PR #35, opened 2018-07-31
6th assignment

randomUsernameAndPassword:
Partial solution (without #3 and #4 optional problems) to assignment 6.

### DIFF
--- a/group/assignment6/rearrange_cars.py
+++ b/group/assignment6/rearrange_cars.py
@@ -1,0 +1,64 @@
+import unittest
+
+def inverse_map(state):
+    """ Returns array indexed with previous values. """
+    inversed = len(state) * [0]
+
+    for position, car in enumerate(state):
+        inversed[car] = position
+
+    return inversed
+
+def move_car(start, start_position, current_empty):
+    """
+        Moves car from start_position to empty place.
+        Returns new empty place and configuration with moved car.
+    """
+    start[start_position], start[current_empty], current_empty = start[current_empty], start[start_position], start_position
+    return (current_empty, start)
+
+def find_sequence(start, end):
+    """
+        Yields sequence of moves between start and end states.
+    """
+    current_empty = start.index(0)
+    end_positions = inverse_map(end)
+    
+    for position in range(len(start)):
+        # At first, move car, that should be placed in current
+        # empty space and repeat.
+        while end_positions[0] != current_empty:
+            start_positions = inverse_map(start)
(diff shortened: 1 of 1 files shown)


group/assignment6/rearrange_cars.py
```diff
@@ -0,0 +1,64 @@
...
+            # Move car from end position to empty place
+            if end_position != current_empty:
+                current_empty, start = move_car(start, end_position, current_empty)
+                yield start
+
+            # Move current car to end position
+            current_empty, start = move_car(start, position, current_empty)
+            yield start
+            
+def print_sequence(start, end):
```
Sridha2412, line 49: we should use crossopts function for this

group/assignment6/rearrange_cars.py
```diff
@@ -0,0 +1,64 @@
...
+
+def find_sequence(start, end):
+    """
+        Yields sequence of moves between start and end states.
+    """
+    current_empty = start.index(0)
+    end_positions = inverse_map(end)
+    
+    for position in range(len(start)):
+        # At first, move car, that should be placed in current
```
crossopt, line 28: Thanks for the coherent comments, they really made this function easy to understand:)

group/assignment6/rearrange_cars.py
```diff
@@ -0,0 +1,64 @@
...
+        # empty space and repeat.
+        while end_positions[0] != current_empty:
+            start_positions = inverse_map(start)
```
crossopt, line 31: Doing this in a cycle N times is way too slow

group/assignment6/rearrange_cars.py
crossopt: This name is far more reasonable though

group/assignment6/rearrange_cars.py
```diff
@@ -0,0 +1,64 @@
...
+            
+def print_sequence(start, end):
+    print(start)
+    for i in find_sequence(start, end):
+        print(i)
+    print("\n")
+
+class TestCarSequences(unittest.TestCase):
+    def test(self):
+        print_sequence([1, 2, 0, 3], [3, 1, 2, 0])
```
crossopt, line 57: Shouldn't the tests do more than print the output?

That said, it would be awesome if you could add some checks/asserts and merge Laida's test_0 onto them

SilverSolver: Yeah, I think we'd better use something like "yield_sequence" and then compare it's output with correct sequences somehow

PR #36, opened 2018-08-03
Some improvements and additions

SilverSolver:
Made 80 or less characters at each line of code in move_cars (according to Google code style). Also removed 1 mistake in move_cars. Added tests

### DIFF
--- a/group/assignment6/move_cars.py
+++ b/group/assignment6/move_cars.py
@@ -4,8 +4,10 @@ from typing import List
 def check_input(start: List[int], final: List[int]) -> bool:
     """ Method to check correctness of input
     Args:
-        start: list of integers where ith element is the car currently in the ith space
-        final: list of integers where ith element is the car that should be in the ith space
+        start: list of integers where ith element is the car currently in the
+               ith space
+        final: list of integers where ith element is the car that should be in
+               the ith space
     Returns:
         bool: is the input correct
     """
@@ -13,8 +15,11 @@ def check_input(start: List[int], final: List[int]) -> bool:
     final_set = set(final)
     car_set = set([i for i in range(len(start))])
 
-    # speed optimization, check lengths of sets are the same before checking sets
-    if len(start_set) != len(car_set) or len(final_set) != len(car_set):
+    # let's return False in the case of an empty sets
+    if len(start_set) == 0 or len(final_set) == 0:
+        return False
+
+    if len(start) != len(car_set) or len(final) != len(car_set):
         return False
 
     # elements of both the start and final sets should be 0 to len(start) - 1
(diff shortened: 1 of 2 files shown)


group/assignment6/move_cars.py
```diff
@@ -68,7 +80,8 @@ def generate_moves(start: List[int], final: List[int]) -> List[int]:
             yield car, place, empty_place
             empty_place = _move(car_positions, car)
 
-        # move car that should end up in current empty space while such car exists
+        # move car that should end up in current empty space while such a car
+        # exists
```
crossopt: This break looks a bit weird with one word on a new line

group/assignment6/move_cars.py
```diff
@@ -4,25 +4,31 @@
...
     Returns:
         bool: is the input correct
     """
     start_set = set(start)
     final_set = set(final)
     car_set = set([i for i in range(len(start))])
 
-    # speed optimization, check lengths of sets are the same before checking sets
-    if len(start_set) != len(car_set) or len(final_set) != len(car_set):
+    # let's return False in the case of an empty sets
```
crossopt: 'an empty set', probably

group/assignment6/tests.py
```diff
@@ -0,0 +1,46 @@
...
+        self.assertEqual(list(generate_moves([0], [0])), [])
+        self.assertEqual(list(generate_moves([1, 2, 0], [1, 2, 0])), [])
+
+    def test_1_move(self):
+        self.assertEqual(list(generate_moves([1, 0], [0, 1])), \
+			[(1, 0, 1)])
+        self.assertEqual(list(generate_moves([1, 2, 0], [1, 0, 2])), \
+			[(2, 1, 2)])
+
+    def test_correctness(self):
```
crossopt, line 52: So we check that the algorithm does less than two moves correctly manually, but if it's more we don't check the amount, only the correctness?

Strange but OK

group/assignment6/tests.py
```diff
@@ -0,0 +1,46 @@
...
+from typing import List, Tuple
+from move_cars import *
+
+def check_movement_correctness(start: List[int], final: List[int], \
+                               moves: List[Tuple[int]]) -> bool:
+    # each move has format (car number, old space, new space)
+    current_pos = start[:]
+    for move in moves:
+        car, old_space, new_space = move
+        current_pos[old_space] = 0
```
crossopt: I think we want to check that the new space had a zero here
And that old_space had car
And swap

group/assignment6/move_cars.py
SilverSolver: Yep, I just don't know how to break it better if we should keep each line <= 80 characters

group/assignment6/tests.py
SilverSolver: Yes, I just didn't write the tests yet for checking more than two moves manually. It is a bit harder, because there are different correct possibilities. I would appreciate help with it!

randomUsernameAndPassword: As you noticed, there are different possibilities, so I would compare only lengths of lists produced by generate_moves.
I don't know if there is any reasonable way to prove, that given sequence is the shortest possible one, so I would just provide these lengths manually.

SilverSolver: Added additional test for lengths. Squashed previous commit into new (rebase was made).

Sridha2412:
good code and tests! :D I will give the other optional challenges a go.

crossopt (approved):

PR #37, opened 2018-08-07
4th followup

evinpinar:
This one searches for all possible paths which do not repeat the same configurations.


SilverSolver (commented):
Hi! That's cool that you made it. But it has another interface then merged part of our solution. We used lists for data representation, but you are using strings. So they are incompatible. I think that this is obstacle for merging :frowning_face:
......
**What you have to do**.
Set down only the lines above that fall between the line holding "correctness of input" and the line holding "-13,8 +15,11 @@", inclusive, keeping each exact.

**Task response**.
     """ Method to check correctness of input
     Args:
-        start: list of integers where ith element is the car currently in the ith space
-        final: list of integers where ith element is the car that should be in the ith space
+        start: list of integers where ith element is the car currently in the
+               ith space
+        final: list of integers where ith element is the car that should be in
+               the ith space
     Returns:
         bool: is the input correct
     """
@@ -13,8 +15,11 @@ def check_input(start: List[int], final: List[int]) -> bool:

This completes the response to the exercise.